Give the lines below again exactly, starting with the line that holds "-1,12 +1,9 @@" and going on through the line that holds "-18,4 +15,3 @@".

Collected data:
========================

PR #2981, opened 2025-01-07
DateRange last day selection fix

kwongz:
### Description

Currently, added an extra day to `max range` to account for when `start date` and `end date` are on the end date range, causing the `rangeCalendar` to deselect the date. The extra day is disabled, to the user everything looks normal, behind the scenes we are handling what is most likely a timezone issue

Before:

https://github.com/user-attachments/assets/3f7f538b-6843-48b2-9568-c073cb21291f

After:

https://github.com/user-attachments/assets/f0154a15-d0b8-449e-afbe-21975997d630

I attempted to test the time zones in London, SF and Toronto, the last date deselection issue persisted.

Attempted to add times to possible dates' start and end range, resulting in weird behavior. Would it best to add a new library to handle dates with times? currently, date formmater is only for dates without times.

Tried to look into changing selection dates, start selection at 00h:00m:00s and end selection  23h:59m:59s, but couldn't find a way in range calendar bits UI to handle that.

### Checklist


ItsMeBrianD:
Need to test this with data that is hourly instead of daily to make sure we aren't overdisplaying

kwongz:
image

Currently, the Max date is Wed Jun 19 2024 20:00:00 GMT-0400 (Eastern Daylight Time), which goes into Thursday June 20th UTC time. 

With the 'extraDay - date disabled' fix the daterange does not over display

ItsMeBrianD (approved):

PR #3016, opened 2025-01-16
BigQuery: Enable Access to Google Sheets-Backed Tables

olegam:
Explicitly specify scopes for service user authentication in BigQuery datasource and include Drive scope, to fix issue when querying tables backed by a Google Sheet document

### Description

BigQuery supports tables backed by a Google Sheet. In the current version of Evidence it's not possible to query those tables using Service User authentication. 
```bash
$ npm run sources
✔ Loading plugins & sources
-----
  [Processing] mysouce
  config_orders ✖ Error: Unknown Error
  ```
  This error is not very descriptive, but looking in the Google Cloud Console logs reveal the error:
  ```
  Access Denied: BigQuery BigQuery: Permission denied while getting Drive credentials.
  ```
  
To fix this we need to include the `https://www.googleapis.com/auth/drive` scope when authenticating.

After adding these lines I'm able to load data from my Google Sheet-backed BigQuery table.


zachstence:
If I'm understanding correctly, this would add these scopes for everybody using the BigQuery datasource, correct? If that's the case, we probably want this to be configurable by the user in their `connection.yaml`.

@ItsMeBrianD thoughts?

archiewood:
@zachstence I think this is a good approach.
So we'd want a field to allow people to add scopes, perhaps?

archiewood:
Okay @olegam - my suggestion here: 
Add a boolean checkbox to the options which a user can check to add the scopes

title: "Enable Connected Sheets"
description "Allows access to connected Google Sheets. Requires additional scopes: x,y,z"

relevant section starts

`module.exports.options = {`

olegam:
Ok I added a checkmark in the configuration options to toggle the additional Drive scope as suggested by @archiewood

archiewood:
I think if you merge back in next now, CI will pass

zachstence (approved):

PR #3022, opened 2025-01-17
Add ignoreZoom option to maps

hughess:
### Description
Adds an `ignoreZoom` prop to the following map components to allow control over map layers auto-adjusting zoom and panning:

- AreaMap
- PointMap
- BubbleMap
- Areas
- Points
- Bubbles

### Before - zoom includes all layers
CleanShot 2025-01-22 at 12 37 56@2x

### After - `ignoreZoom=true` on Areas layer
CleanShot 2025-01-22 at 12 38 17@2x

### Checklist


packages/ui/core-components/src/lib/unsorted/viz/map/PointMap.svelte
```diff
@@ -67,6 +67,9 @@
 	/** @type {boolean} */
 	export let legend = true;
 
+	/** @type {boolean} */
+	export let ignoreZoom = false;
```
zachstence, line 71: Should we use `toBoolean` here too?

packages/ui/core-components/src/lib/unsorted/viz/map/AreaMap.svelte
```diff
@@ -62,6 +62,9 @@
 	/** @type {boolean} */
 	export let legend = true;
 
+	/** @type {boolean} */
+	export let ignoreZoom = false;
```
zachstence, line 66: Should we use `toBoolean` here too?

zachstence (changes requested):
Needs `ignoreZoom` prop handling added to `BubbleMap` and `Bubbles`.

Needs docs additions for `AreaMap`, `PointMap`, and `BubbleMap`.

Needs stories with a `play` function illustrate what `ignoreZoom` does and test it with Chromatic snapshots.

packages/ui/core-components/src/lib/unsorted/viz/map/PointMap.svelte
hughess: toBoolean is included in `Points` to handle it there. Does that work?

zachstence: Yes, as long as the `ignoreZoom` prop isn't used anywhere inside `PointMap`

zachstence (approved):

PR #3047, opened 2025-01-27
Update redirect file

archiewood:
### Description

Some of our redirects appear to be failing on the docs site eg

https://docs.evidence.dev/deployment/evidence-cloud/

However others are working eg

https://docs.evidence.dev/markdown

~~I assume whitespace is the cuprit~~

The alternative option is that it is trailing slashes

### Checklist


zachstence:
> Some of our redirects appear to be failing on the docs site eg
> https://docs.evidence.dev/evidence-cloud

@archiewood The whitespace shouldn't have any affect. There isn't a redirect for `/evidence-cloud`, that's why that particular one isn't working.

archiewood:
Apologies, I added the wrong link: https://docs.evidence.dev/deployment/evidence-cloud/

archiewood:
okay so @zachstence I think you are right that it is not whitespace. I think it must be trailing slash

https://docs.evidence.dev/components/area-chart/
https://docs.evidence.dev/components/area-chart

zachstence:
@archiewood Regex might be a good solution here

For example:
```json
{
  "redirects": [
    {
      "source": "^/a/?$",
      "destination": "/b",
      "permanent": true
    }
  ]
}
```

The `source` regex matches any URL that begins with (`^`) `/a` and optionally ends with (`?$)` `/`, and redirects to the destination `/b`.

So for https://docs.evidence.dev/components/area-chart it would look something like:
```json
{
  "redirects": [
    {
      "source": "^/components/area-chart/?$",
      "destination": "/components/charts/area-chart",
      "permanent": true
    }
  ]
}
```

hughess (approved):

PR #3064, opened 2025-02-02
Fix mobile usage issue for Info component

hughess:
Fixes issue with Info component where on mobile, hover to show tooltip did not work. Now clicks will work in addition to hover.

### DIFF
--- a/packages/ui/core-components/src/lib/unsorted/ui/Info.svelte
+++ b/packages/ui/core-components/src/lib/unsorted/ui/Info.svelte
@@ -9,27 +9,33 @@
 	import chroma from 'chroma-js';
 	import HoverCard from '../../atoms/hover-card/HoverCard.svelte';
 
-	/** @type {import('@steeze-ui/svelte-icon').IconSource} */
 	let icon = InfoCircled;
-
 	export let description = '';
-
 	export let size = 4;
-
 	export let className = undefined;
-
 	const { resolveColor } = getThemeStores();
 	export let color = 'base-content-muted';
+
 	$: colorStore = resolveColor(color);
 	$: textColor = chroma($colorStore).css();
+
+	// State for manual toggle
+	let isOpen = false;
+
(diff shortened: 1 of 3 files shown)


packages/ui/core-components/src/lib/unsorted/ui/Info.svelte
```diff
@@ -9,27 +9,33 @@
...
+
+	function toggleOpen() {
+		isOpen = !isOpen;
+	}
 </script>
 
-<HoverCard align="start" side="right" alignOffset={-8} sideOffset={4}>
+<HoverCard open={isOpen} align="start" side="right" alignOffset={-8} sideOffset={4}>
+	<!-- svelte-ignore a11y-click-events-have-key-events -->
+	<!-- svelte-ignore a11y-no-noninteractive-element-interactions -->
```
ItsMeBrianD, line 32: We shouldn't ignore these accessibility issues, lets resolve them before we merge

ItsMeBrianD (changes requested):

packages/ui/core-components/src/lib/unsorted/ui/Info.svelte
```diff
@@ -9,32 +9,41 @@
...
 
-<HoverCard align="start" side="right" alignOffset={-8} sideOffset={4}>
+<HoverCard open={isOpen} align="start" side="right" alignOffset={-8} sideOffset={4}>
 	<span
 		slot="trigger"
 		style:--textColor={textColor}
-		class="inline-block align-middle pb-0.5 pr-1 leading-4 w-fit {className}"
-		role="tooltip"
+		class="inline-block align-middle pb-0.5 pr-1 leading-4 w-fit {className} cursor-pointer"
+		role="button"
```
ItsMeBrianD, line 35: This works but we could also change the span to a button tag

ItsMeBrianD (approved):

Issue #2450, opened 2024-08-17
[Bug]: Month to Date and Year to Date in Date Range Selector returns wrong range


martinmesz:
### Describe the bug

As per definition Month to Date should return a range from the first day of the month up until now, not including today. 
Similarly for Year to Date, the range should go from the first day of the year up until now, not including today. 
Instead it selects the end date as the last day of the month or year. This will return wrong data in case there is already some records for today (or the future for some reason, like predictions)

### Steps to Reproduce

1. Create a date range selector as below:
```
<DateRange
    name=date_range
/>
```
2. Write a query that returns the selected values as strings
```
sql test
  select
    '${inputs.date_range.start}' as start,
    '${inputs.date_range.end}' as end
```
3. Examine the returned values

### System Info

```Shell
System:
    OS: macOS 13.6.4
    CPU: (4) x64 Intel(R) Core(TM) i7-7660U CPU @ 2.50GHz
    Memory: 102.20 MB / 8.00 GB
    Shell: 5.9 - /bin/zsh
  Binaries:
    Node: 20.16.0 - /usr/local/bin/node
    npm: 10.8.1 - /usr/local/bin/npm
  Browsers:
    Chrome: 127.0.6533.120
    Safari: 17.3
  npmPackages:
    @evidence-dev/bigquery: ^2.0.7 => 2.0.7 
    @evidence-dev/core-components: ^4.7.2 => 4.7.2 
    @evidence-dev/csv: ^1.0.12 => 1.0.12 
    @evidence-dev/databricks: ^1.0.7 => 1.0.7 
    @evidence-dev/duckdb: ^1.0.11 => 1.0.11 
    @evidence-dev/evidence: ^39.1.1 => 39.1.1 
    @evidence-dev/motherduck: ^1.0.2 => 1.0.2 
    @evidence-dev/mssql: ^1.0.9 => 1.0.9 
    @evidence-dev/mysql: ^1.1.3 => 1.1.3 
    @evidence-dev/postgres: ^1.0.6 => 1.0.6 
    @evidence-dev/snowflake: ^1.1.0 => 1.1.0 
    @evidence-dev/sqlite: ^2.0.6 => 2.0.6 
    @evidence-dev/trino: ^1.0.7 => 1.0.7
```

### Severity

annoyance

### Additional Information, or Workarounds

Garlando:
I've opened a PR with a fix: https://github.com/evidence-dev/evidence/pull/3113

PR #3113, opened 2025-03-07
Date range preset amendment

Garlando:
### Description

New options to the Date Range UI components presets:
- `Month to Today`
- `Year to Today`

The `... to Date` presets sets the end date to the end of the Month and Year, respectively
These new presets will end the date range on the supplied end date
image
image

Raised in Bug - https://github.com/evidence-dev/evidence/issues/2450  

### Checklist

- [ ] ~I have added to the [VS Code extension](https://github.com/evidence-dev/evidence-vscode) where applicable~

### DIFF
--- a/sites/docs/queries/orders_by_day.sql
+++ b/sites/docs/queries/orders_by_day.sql
@@ -4,6 +4,7 @@ select
     sum(sales) as sales,
     sum(sales) / count(*) as aov
 from needful_things.orders
-where order_datetime > '2019-01-02'
+where order_datetime > '2019-01-02' 
+  and order_datetime <= '2021-12-20'
 group by 1
 order by 1
--- a/.changeset/rotten-wasps-poke.md
+++ b/.changeset/rotten-wasps-poke.md
@@ -1,0 +1,7 @@
+---
+'@evidence-dev/core-components': patch
+---
+
+Update Date Range presets with better defaults
+
+Month to Date & Year to Date - now both end on last available date of the data used
--- a/.changeset/rotten-wasps-poke.md
+++ b/.changeset/rotten-wasps-poke.md
@@ -2,6 +2,6 @@
 '@evidence-dev/core-components': patch
 ---
 
-Update Date Range presets with better defaults
+Update Date Range presets with new options
 
-Month to Date & Year to Date - now both end on last available date of the data used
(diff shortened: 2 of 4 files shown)


archiewood:
While I agree with the original premise of the bug, this is worth considering.

This would be a breaking change - it would change the behaviour of people already using Month to Date / Year to Date if they have newer data

Is there an alternative option where we add new presets with the desired ranges ?
eg Month To Date Today, Year To Date Today
Or some better names?

Garlando:
@archiewood 
A fair point, although I wonder how many people are expecting the proposed behaviour

Would it be overkill to have all the following options, keeping the existing but adding new '... to today' and '... to yesterday' options
image

If that sounds ok I can make some updates to the docs too.

Garlando:
As an aside, the daterange component is somewhat a victim of its own flexibility, as it uses whatever end date you give it as "today", I could try and make that a bit clearer in the docs if you like

archiewood:
Feels a bit overkill honestly! 
These options would appear for all users by default - would just the `to Today` options be enough for your use case?

Alternatively, we could add all these and change which ones were loaded by default - I think that would be the ideal outcome, but would be a slightly larger change.

Garlando:
Yeah just the to Today options would suit what I'm trying to do, aswell as I think some other mentions i've seen in Slack. there were just some conflicting definitions when i did a more general search for the terms

a larger non-default set of choices does sound good eventually, but happy to go small for now. 
And if you think this is a lot you should see the options looker studio gives 😆

sites/docs/queries/orders_by_day.sql
```diff
@@ -4,6 +4,7 @@ select
     sum(sales) as sales,
     sum(sales) / count(*) as aov
 from needful_things.orders
-where order_datetime > '2019-01-02'
+where order_datetime > '2019-01-02' 
+  and order_datetime <= '2021-12-20'
```
Garlando, line 8: I've changed this to give some extra distinction between the date range presets, with the data ending on 2021-12-31 previously it would have given the same output for the `... to Date` options as `... to Today`
It's usage in other docs pages shouldnt be affected in any material way

Garlando:
@archiewood discussed changes applied

archiewood (approved):

archiewood:
@zachstence can you kick CI

PR #3184, opened 2025-08-05
Bump duckdb to 1.3.2

archiewood:
### Description

Bumps DuckDB to 1.3.2

### Checklist


archiewood:
Seems to be a new dependency on GLIBC that is causing all these tests to fail - we may need to switch to @duckdb/node-api

PR #3244, opened 2025-11-12
Date input range fixes

arefabouhamdan:
### Description
This PR addresses several issues with the date input component, including timezone handling, default values, year selection, date range presets, and improved date boundary management. 

#### 1. **Timezone Fix** 
- **Issue**: Date conversion was using `toISOString()` which could cause timezone-related date shifts
- **Fix**: Changed `dateToYYYYMMDD()` in `helpers.js` to use local date components instead of ISO string conversion
- **Impact**: Prevents dates from shifting by one day due to timezone conversion issues

#### 2. **Default Value Fix**
- **Issue**: Default value wasn't consistently set to today
- **Fix**: Changed default value to use `today(getLocalTimeZone())` as the reference date
- **Impact**: Date inputs now default to today's date, providing a better user experience

#### 3. **Extra Day End String Fix**
- **Issue**: `extraDayEndString` was only calculated for range inputs, causing issues with single date inputs
- **Fix**: Removed the `range` condition check so `extraDayEndString` is calculated for all inputs
- **Impact**: Ensures proper date boundary handling for both single date and range inputs, and enables date disabling for dates outside the data range

#### 4. **Data-Driven Year Selection & Date Disabling**
- **Feature**: Year dropdown now only shows years that exist in the provided data, and dates outside the data range are disabled
- **Implementation**: 
  - Added `data` and `dates` props to extract available years from query data
  - Year options are filtered to only show years present in the dataset
  - Calendar uses `calendarStart` and `calendarEnd` (with `extraDayEndString` for safety) to set `minValue` and `maxValue`, which automatically disables dates outside the range
  - Falls back to default behavior if no data is provided
- **Impact**: Users can only select years and dates that have data, preventing invalid date selections and improving UX

#### 5. **New Date Range Presets**
- **Feature**: Added "Today" and "Yesterday" presets for quick date selection

#### 6. **Improved Preset Calculations**
- **Feature**: Presets now use a `referenceDate` that selects the appropriate reference point
- **Implementation**:
  - For single date inputs: uses the selected date
  - For range inputs: uses the end date of the selected range
  - "Month to Today" and "Year to Today" presets now correctly use `todayDate` instead of `calendarEnd`

#### 7. **Enhanced Year Selection Logic**
- **Feature**: Improved year selection to handle month boundaries when switching years
- **Implementation**:
  - When changing years, attempts to keep the same month if valid
  - If the same month is invalid in the new year, finds the closest valid month
- **Impact**: Smoother user experience when navigating between years with different available date ranges

### Checklist

- [X] For UI or styling changes, I have added a screenshot or gif showing before & after
- [X] I have added to the docs where applicable
- [X] I have added to the [VS Code extension](https://github.com/evidence-dev/evidence-vscode) where applicable

---
- To see the specific tasks where the Asana app for GitHub is being used, see below:
  - https://app.asana.com/0/0/1211182961543171


hughess:
@arefabouhamdan do you know why the default dates of the date input have changed? Below are current live docs and the preview docs from this PR:

### Current Docs
CleanShot 2025-12-01 at 20 56 34@2x

### This PR
CleanShot 2025-12-01 at 20 56 22@2x

arefabouhamdan:
@hughess We wanted the DateInput and DateRange components default to today's date (or the nearest available date in the data range) when no explicit defaultValue is provided. This ensures the component always shows the latest available data on initial load, rather than leaving the selection empty. If today falls outside the data range, it intelligently falls back to the closest boundary date (the end or start of the dataset), so the user always sees the most recent relevant data.

arefabouhamdan:
@hughess and regarding the timezone issue it was always off by 1 day in my timezone (EET), after the changes we tested it on multiple timezones and it was accurate on all of them

PR #3245, opened 2025-11-12
Update to latest DuckDB packages

ebardelli:
### Description

The DuckDB packages have been updated to their latest versions:
 - @duckdb/node-api to version 1.4.2
 - @duckdb/duckdb-wasm to version 1.31.1-dev1.0

duckdb-async has been replaced with duckdb/node-api. This led to some changes in how queries
are run and how results are processed. The new duckdb/node-api package offers improved performance
and follows the same release schedule as the main DuckDB project. duckdb-async will be discontinued in
about 6 months.

Additional tests have been added to ensure that semicolons inside block comments do not split SQL 
statements incorrectly. 

The new packages work on my production site. There might be remaining bugs with the duckdb/node-api implementation, but I haven't run into them yet.

The duckdb-wasm update is a drop-in replacement for the old one.

### Checklist

### DIFF
--- a/.changeset/witty-bobcats-care.md
+++ b/.changeset/witty-bobcats-care.md
@@ -1,12 +1,9 @@
 ---
 '@evidence-dev/duckdb': major
 '@evidence-dev/universal-sql': major
-'@evidence-dev/mssql': minor
 '@evidence-dev/db-commons': minor
 '@evidence-dev/core-components': minor
 ---
-
-Update DuckDB to latest packages
 
 Update DuckDB to latest packages:
 
@@ -18,4 +15,3 @@ This release also has small data fixes across several packages:
 - Better handling of NULL values when discovering column types
 - Fix batch processing of parquet files
 - Fix error with temporary parquet files when reloading data in dev environment
-- Better handing of error messages for the MSSQL driver in dev environment


packages/datasources/duckdb/package.json
```diff
@@ -10,7 +10,7 @@
 	},
 	"dependencies": {
 		"@evidence-dev/db-commons": "workspace:*",
-		"duckdb-async": "1.1.3"
+		"@duckdb/node-api": "^1.4.1-r.5"
```
archiewood: is there a stable version we can pin to?

ebardelli: Yes. Let's give duckdb a couple of days to release the new packages. 1.4.2 was released yesterday (if I remember correctly).

ebardelli:
I pushed a new commit that uses the stable releases as of today.

* @duckdb/node-api uses version 1.4.2-r.1. I think they are doing <major duckdb version>.patch now?
* @duckdb/duckdb-wasm to version 1.30.0. This uses an older version of duckdb, but that's what it's tagged as current on npmjs, even if they released 1.31.0 without a dev tag. 🤷

archiewood:
looks like you need to regenerate the lockfile

> version 1.30.0. This uses an older version of duckdb

How old we talking? WASM sometimes lags duckdb

> I think that the risk is kind of flipped.

I guess I was thinking more about the risk to the product as a whole. Impacting the duckdb connector vs impacting the runtime. I take your point around the complexity

adam-homeboost:
thank you for this!

PR #44, opened 2019-01-15
Multiple srp and nvmeof-mp patches

bvanassche:
This patch series includes several bug fixes for the srp and nvmeof-mp tests and two new srp tests.


tests/srp/014
```diff
@@ -0,0 +1,108 @@
+#!/bin/bash
+# SPDX-License-Identifier: GPL-2.0+
+# Copyright (c) 2016-2018 Western Digital Corporation or its affiliates
+
+. tests/srp/rc
+
+RESET_TYPE=$(case "$(basename "$TEST_NAME")" in
```
osandov: This is clever, but can you please just combine these into one test that runs both modes?

bvanassche: I see two possible approaches for combining the two tests into one:
* Issue sg_reset -d and sg_reset -b alternatingly.
* Add a loop such that first sg_reset -d is issued and next sg_reset -b.
I'm not enthusiast about either approach because it will make it harder to figure out whether sg_reset -d or -b made the test fail. Can you explain why you want me to combine the two tests into one?

bvanassche: This comment has been addressed. Please have another look.

bvanassche: Ping?

PR #51, opened 2019-05-01
blktests: common/rc, skip missing modules if they're built into the kernel

jkkm:
Ted complained about needing to have a bunch of things built as
modules instead of built in at LSFMM... fix this for him.

Since we still look at module_param separately, we can skip tests that
can't be unloaded though.

Signed-off-by: Kyle McMartin <jkkm@fb.com>

### DIFF
--- a/common/rc
+++ b/common/rc
@@ -33,6 +33,10 @@ _have_modules() {
 	local module
 
 	for module in "$@"; do
+		# check if a module is already loaded or built in.
+		if test -d "/sys/firmware/$module"; then
+			continue
+		fi
 		if ! modprobe -n -q "$module"; then
 			missing+=("$module")
 		fi


osandov:
AFAICT, modprobe already handles this:

```
$ zgrep CONFIG_EXT4 /proc/config.gz
CONFIG_EXT4_FS=y
CONFIG_EXT4_USE_FOR_EXT2=y
CONFIG_EXT4_FS_POSIX_ACL=y
CONFIG_EXT4_FS_SECURITY=y
# CONFIG_EXT4_DEBUG is not set
$ modprobe -n ext4; echo $?
0
```

So I don't know what exactly was going on with Ted's case.

jkkm:
Hrm, good point, I wonder if he's either using ancient module-init-tools, klibc modprobe, or something else weird is going on.

PR #53, opened 2019-10-15
linux/kvm.h appears to be unnecessary (and is x86 specific)

jrrk:
Thanks for making this code available. I tried to compile your tools on RISCV and found an unnecessary reference to linux/kvm.h

Your comments would be appreciated.

### DIFF
--- a/src/sg/syzkaller1.c
+++ b/src/sg/syzkaller1.c
@@ -34,7 +34,7 @@
 #include <linux/if_ether.h>
 #include <linux/if_tun.h>
 #include <linux/ip.h>
-#include <linux/kvm.h>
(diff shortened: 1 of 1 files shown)


src/sg/syzkaller1.c
```diff
@@ -34,7 +34,7 @@
 #include <linux/if_ether.h>
 #include <linux/if_tun.h>
 #include <linux/ip.h>
-#include <linux/kvm.h>
+//#include <linux/kvm.h>
```
osandov: Yup, this is unnecessary. It's probably syzkaller-generated boilerplate. Could you please update your commit to remove the line entirely instead of commenting it out?

PR #56, opened 2019-10-29
Add --config argument for custom config filenames

andrealmeid:
Instead of just using the default `config` file, one may also find useful to specify which configuration file would like to use without editing the `config` file, like this:

```shell
$ ./check --config=tests_nvme
...
$ ./check -c tests_scsi
```
This pull request solves this. This change means to be optional, in the sense that the default behavior should not be modified and current setups will not be affect by this. To check if this is true, I have done the following test:

- Print the value of variables `$DEVICE_ONLY, $QUICK_RUN, $TIMEOUT, $RUN_ZONED_TESTS, $OUTPUT, $EXCLUDE`
- Run with the following setups:
    - with a `config` file in the dir
    - without a `config` file in the dir
    - configuring using command line arguments

With both original code and with my changes, I validated that the values remained the same. Then, I used the argument `--config=test_config` to check that the values of variables are indeed changing.

This patchset add this feature, update the docs and fix a minor issue with a command line argument. Also, I have changed `# shellcheck disable=SC1091` to `# shellcheck source=/dev/null`, since it seems the proper way to disable this check according to shellcheck documentation[1].

Thanks,
    André

[1] https://github.com/koalaman/shellcheck/wiki/SC1090#exceptions

### DIFF
--- a/Documentation/running-tests.md
+++ b/Documentation/running-tests.md
@@ -21,7 +21,9 @@ will run all tests in the `loop` group and the `block/002` test.
 
 Test configuration goes in the `config` file at the top-level directory of the
 blktests repository. Test configuration options can also be set as environment
-variables instead of in the `config` file.
+variables instead of in the `config` file. It is also possible to use a
+different file for configuration, using `--config=<file_name>`. Note that, for
+multiple uses of this option, all files will be loaded.
 
 ### Test Devices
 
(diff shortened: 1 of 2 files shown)


andrealmeid:
Closing, since it was merged at the mail list: https://patchwork.kernel.org/cover/11220153/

========================

EXERCISE RESULT:
@@ -1,12 +1,9 @@
 ---
 '@evidence-dev/duckdb': major
 '@evidence-dev/universal-sql': major
-'@evidence-dev/mssql': minor
 '@evidence-dev/db-commons': minor
 '@evidence-dev/core-components': minor
 ---
-
-Update DuckDB to latest packages
 
 Update DuckDB to latest packages:
 
@@ -18,4 +15,3 @@ This release also has small data fixes across several packages:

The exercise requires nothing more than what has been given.